The objective of this article is to show through a concrete and French case the method to perform a sentiment analysis with Python.
Purpose of the use case
For this article we will analyze movie reviews in French. Since it is not easy to find datasets of this type (in French I mean), I suggest that you go and look for data directly from their source, on allociné for example.
Here are the steps that we will go through together:
- Data recovery
- Data preparation (normally this phase is of course preceded by a profiling phase but we will spend it to go faster).
- Preparation of the model and datasets (training & testing)
Here are the big steps we are going to take, so let’s go!
The problem to be addressed
As I told you, we will retrieve the data directly from the Allociné site. In other words we are going to scrape the pages that interest us on this site, namely the reviews of people for the films Inception and Bigfoot .
Note: Review pages have the same structure, so it will be the same job regardless of the movie.

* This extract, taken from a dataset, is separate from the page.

PR #2434, opened 2014-11-10
Made swap a function to prevent awful error messages from macros.

Chobbes:
This macro causes a lot of grief for poor students who aren't yet familiar with gcc's dreadful error messages. Unfortunately "swap" is a common name for functions, and if people aren't careful and declare their own functions when including Adafruit_GFX.h you get a misleading error, as opposed to a duplicate declaration one.

### DIFF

If you go to the reviews page you will see that only two types of information are of interest to us: the viewer’s rating and their comment.
Why the note? because we are going to train a supervised type model and therefore the note will help us in this classification.
We are therefore indeed in a classification problem. We could of course try to give the score according to the comment but in order to start simple we will reduce the problem to a binary classification. To put it simply, reading the commentary, was the viewer satisfied or not? for this we will consider that a score above 3 is considered satisfactory. Below the opinion is negative.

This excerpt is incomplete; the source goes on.